WHAT IS BEING ASKED: Once you reach the line that holds "Setting up boot" in the listing below, output it and every line after it through the line that holds "For posterity: I", word for word.

** DATA FOR THIS TASK follows **

PR #3523, opened 2025-02-18
Drop boot counting support

DaanDeMeyer:
Setting up boot counting for the initial UKI in an image does not make sense as there's nothing to fall back to. The existing interface where we pick up the number of tries from a file in /etc inside the image was also rather bad so let's get rid of the boot counting specifier.


DaanDeMeyer:
cc @NekkoDroid

behrmann (approved):

bluca:
Boot counting makes sense for updates being installed on an existing system, but for an initial ESP yeah there's not much point

behrmann:
For posterity: I wondered the same, but it's handled by sysupdate, so mkosi doesn't need to.

PR #3529, opened 2025-02-19
Bump Fedora initrd size

DaanDeMeyer:
Fixes CI failure because the Fedora initrd increased in size again.


behrmann (approved):

behrmann:
In the fedora:ubuntu paing it still failed the initrd size test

** End of DATA FOR THIS TASK **

YOUR RESPONSE:
Setting up boot counting for the initial UKI in an image does not make sense as there's nothing to fall back to. The existing interface where we pick up the number of tries from a file in /etc inside the image was also rather bad so let's get rid of the boot counting specifier.


DaanDeMeyer:
cc @NekkoDroid

behrmann (approved):

bluca:
Boot counting makes sense for updates being installed on an existing system, but for an initial ESP yeah there's not much point

behrmann:
For posterity: I wondered the same, but it's handled by sysupdate, so mkosi doesn't need to.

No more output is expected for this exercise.